## Problem statement
Even if the data beneath seems repetitive, write it all out again exactly.

## Data records
PR #456, opened 2021-04-28
Unblock building with Maven 3.8.1

ryandgoulding:
Bumps source/target versions of `maven-compiler-plugin` from `1.6` to `1.7`, as `1.6` is no longer supported.

### DIFF
--- a/agent/jvm/pom.xml
+++ b/agent/jvm/pom.xml
@@ -96,8 +96,8 @@
       <plugin>
         <artifactId>maven-compiler-plugin</artifactId>
         <configuration>
-          <source>1.6</source>
-          <target>1.6</target>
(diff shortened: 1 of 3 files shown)


rhuss:
As mentioned elsewhere,  this bump might fix the issue at a hand but has more severe consequences for people relying still on Java 6 (and yes, this still happens). At least it needs to be added to the documentation, any potential tests with Java 6 should be removed, and the changelog updated. Also, this might justify a bump in the minor version.

I wonder whether you could live for the moment to run with a jdk that is still compatible with Java 6 ?

tadayosi:
This is superceded by #547. Let me close this one. Thanks.

PR #535, opened 2020-05-19
Verbatim strings

### LINKED ISSUE #330: C# line count is broken if verbatim string with backslash is present
**Describe the bug**
Count is broken when there is a line in C# file with verbatim string in it like this:
`private const string BasePath = @"a:\";`.

**To Reproduce**

1. Download file [SccTokeiFailure.zip](https://github.com/boyter/scc/files/3132587/SccTokeiFailure.zip)
2. Extract
3. `tokei`

**Actual behavior**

## Your response
PR #456, opened 2021-04-28
Unblock building with Maven 3.8.1

ryandgoulding:
Bumps source/target versions of `maven-compiler-plugin` from `1.6` to `1.7`, as `1.6` is no longer supported.

### DIFF
--- a/agent/jvm/pom.xml
+++ b/agent/jvm/pom.xml
@@ -96,8 +96,8 @@
       <plugin>
         <artifactId>maven-compiler-plugin</artifactId>
         <configuration>
-          <source>1.6</source>
-          <target>1.6</target>
(diff shortened: 1 of 3 files shown)


rhuss:
As mentioned elsewhere,  this bump might fix the issue at a hand but has more severe consequences for people relying still on Java 6 (and yes, this still happens). At least it needs to be added to the documentation, any potential tests with Java 6 should be removed, and the changelog updated. Also, this might justify a bump in the minor version.

I wonder whether you could live for the moment to run with a jdk that is still compatible with Java 6 ?

tadayosi:
This is superceded by #547. Let me close this one. Thanks.

PR #535, opened 2020-05-19
Verbatim strings

### LINKED ISSUE #330: C# line count is broken if verbatim string with backslash is present
**Describe the bug**
Count is broken when there is a line in C# file with verbatim string in it like this:
`private const string BasePath = @"a:\";`.

**To Reproduce**

1. Download file [SccTokeiFailure.zip](https://github.com/boyter/scc/files/3132587/SccTokeiFailure.zip)
2. Extract
3. `tokei`

**Actual behavior**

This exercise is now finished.